James Hughes is a Northern Irish photographer and artist, whose photographic practice ranges from social documentary through commercial to fine art photography.

His first photographic experience was of a childhood spent using a box brownie (made by his mother when she worked for Kodak). James is self-taught, and influenced by late 20th century photography and literature, influences that he continues to link through his practice to-date.

James has an extensive background of research in photography (MA, MPhil). A celebrated photographer, with many exhibitions and awards, his work is represented internationally in museums and galleries, commercial work also has its place while he continues to pursue his personal career and passion through photography, art and poetry. 


Artist Statement

What is special about my practice is the elegiac tone, the note of longing that suffuses my work and demonstrates how I am touched by those places where damage and grace are inextricably entangled. My work bears witness to facts, be they visible or existential. It unconsciously links fragments, unearths connections and creates anew through the visual like a sacred task.

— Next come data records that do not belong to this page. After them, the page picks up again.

PR #10944, opened 2018-01-17
linux4.9: update to 4.9.77.

pbui:
This enables RETPOLINE on x86_64 and i686.


cr6git:
Why isn't it already merged? I wonder what the Void devs are waiting for...

PR #10959, opened 2018-01-18
git: update to 2.16.0.

maxice8:


pullmoll:
You could also update chroot-git with this PR then.

PR #10975, opened 2018-01-18
cmake: update to 3.10.2.

maxice8:


concatime:
I think we should change to https.

maxice8:
Please do, I left void Linux completely and won't touch any package I am not a maintainer

concatime:
Understood.

Anachron:
What happened maxice8?

cr6git:
@maxice8 what's going on?

PR #13879, opened 2018-04-26
wayland: avoid conflict with libwayland-egl .so symlink

maxice8:


asergi:
8f823d2c527d93cc83d009537d24ab2b73abf1bc

PR #13882, opened 2018-04-26
guitarix2: update to 0.37.0, change default build_options, fix license.

cr6git:


srcpkgs/guitarix2/template
```diff
@@ -1,35 +1,51 @@
...
 
 case "$XBPS_TARGET_MACHINE" in
 	i686*|x86_64*) ;;
 	*) configure_args+=" --disable-sse" ;;
 esac
 
+if [ -z "$build_option_avahi" ]; then
+	configure_args+=" --no-avahi"
+else
+	makedepends+=" avahi-glib-libs-devel"
```
newbluemoon: I think you can avoid branching when using something like

```
configure_args="... $(vopt_if avahi '' '--no-avahi')"
makedepends="... $(vopt_if avahi avahi-glib-libs-devel)"
```
and similar for option `bluez`.

cr6git: oh yes, I just forgot this possibility! :sweat_smile:

cr6git:
Replaced by https://github.com/void-linux/void-packages/pull/285

PR #13890, opened 2018-04-26
New package: stubby-0.2.2_1, getdns-1.4.1_1

codebam:


maxice8:
Title should be only stubby since it is the main package.

maxice8:
see here for naming commits https://wiki.voidlinux.eu/Xbps-src

srcpkgs/stubby/template
```diff
@@ -0,0 +1,20 @@
+# Template file for 'stubby'
+pkgname=stubby
+version=0.2.2
+revision=1
+build_style=gnu-configure
+makedepends="getdns libyaml-devel automake autoconf"
```
maxice8: autoconf is brought in by automake, you can remove it.

use `xmindep` from xtools to remove implicit package dependencies.

or even `xtrimdeps` from [here](https://github.com/maxice8/xtools-devel)

srcpkgs/getdns/template
```diff
@@ -0,0 +1,16 @@
+# Template file for 'getdns'
+pkgname=getdns
+version=1.4.1
+revision=1
+build_style=gnu-configure
+makedepends="libressl-devel libidn-devel unbound-devel"
```
maxice8: makedepends="libidn-devel unbound-devel"

is enough

srcpkgs/stubby/template
```diff
@@ -0,0 +1,20 @@
...
+short_desc="DNS Privacy stub resolver"
+maintainer="codebam <codebam@riseup.net>"
+license="BSD-3-Clause"
+homepage="https://github.com/getdnsapi/stubby"
+distfiles="$homepage/archive/v$version.tar.gz"
+checksum="d1418d2c4df3b2f32fac668423630f07dbfb38f6f8d402ddfda9304f16263b03"
+
+pre_configure() {
+	autoreconf -vfi
```
maxice8: use autoreconf -fi

maxice8:
stubby provides a configuration file on /etc/stubby/stubby.yml

create a conf_files entry for it.

---

/etc/stubby/stubby.yml.example is an example file so it should be in /usr/share/examples/${pkgname}

add an entry in post_install() that moves the file from ${DESTDIR}/etc/stubby/stubby.yml.example to ${DESTDIR}/usr/share/examples/stubby

codebam:
I did everything you said @maxice8, let me know if there's anything else I need to fix :smiley:

srcpkgs/stubby/template
```diff
@@ -0,0 +1,23 @@
...
+pkgname=stubby
+version=0.2.2
+revision=1
+build_style=gnu-configure
+makedepends="getdns-devel libyaml-devel automake"
+short_desc="DNS Privacy stub resolver"
+maintainer="codebam <codebam@riseup.net>"
+license="BSD-3-Clause"
+homepage="https://github.com/getdnsapi/stubby"
+distfiles="$homepage/archive/v${version}.tar.gz"
```
maxice8: homepage should be in brackets too, all variables inside a bigger variable should be.

srcpkgs/stubby/template
```diff
@@ -0,0 +1,23 @@
...
+checksum="d1418d2c4df3b2f32fac668423630f07dbfb38f6f8d402ddfda9304f16263b03"
+conf_files="/etc/stubby/stubby.yml"
+
+pre_configure() {
+	autoreconf -fi
+}
+
+post_install() {
+	vlicense COPYING
+	mkdir -p ${DESTDIR}/usr/share/examples/stubby/
```
maxice8: use vmkdir, always prefer v* functions.

maxice8:
seems like cross-compilation is borked.

codebam:
yeah I noticed that too, I don't know how to fix it though. I could try cross compiling and see what error it throws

I take my practice seriously, using freedom of expression through questioning connections inherent in the visual to create original artwork. This artwork takes a critical view of social, political and cultural issues. By referencing history, I work to explore the varying relationships between popular culture and fine art. My work in the past has also used revealing aspects of history, which have a profound impact on our contemporary culture today. I find myself continually returning to those aspects that are often hidden or misrepresented in the “official” recordings for posterity. My aim is to explore and present the historically forgotten, to place the previously unseen through a discarded past.

The message is essentially that; the experience of time and space is paramount to living a life with meaning. Through  my practice , redemption could ultimately be found by re-establishing a poetic connection withone's environment and  find a place within the detritus and loss of the society within which we now dwell.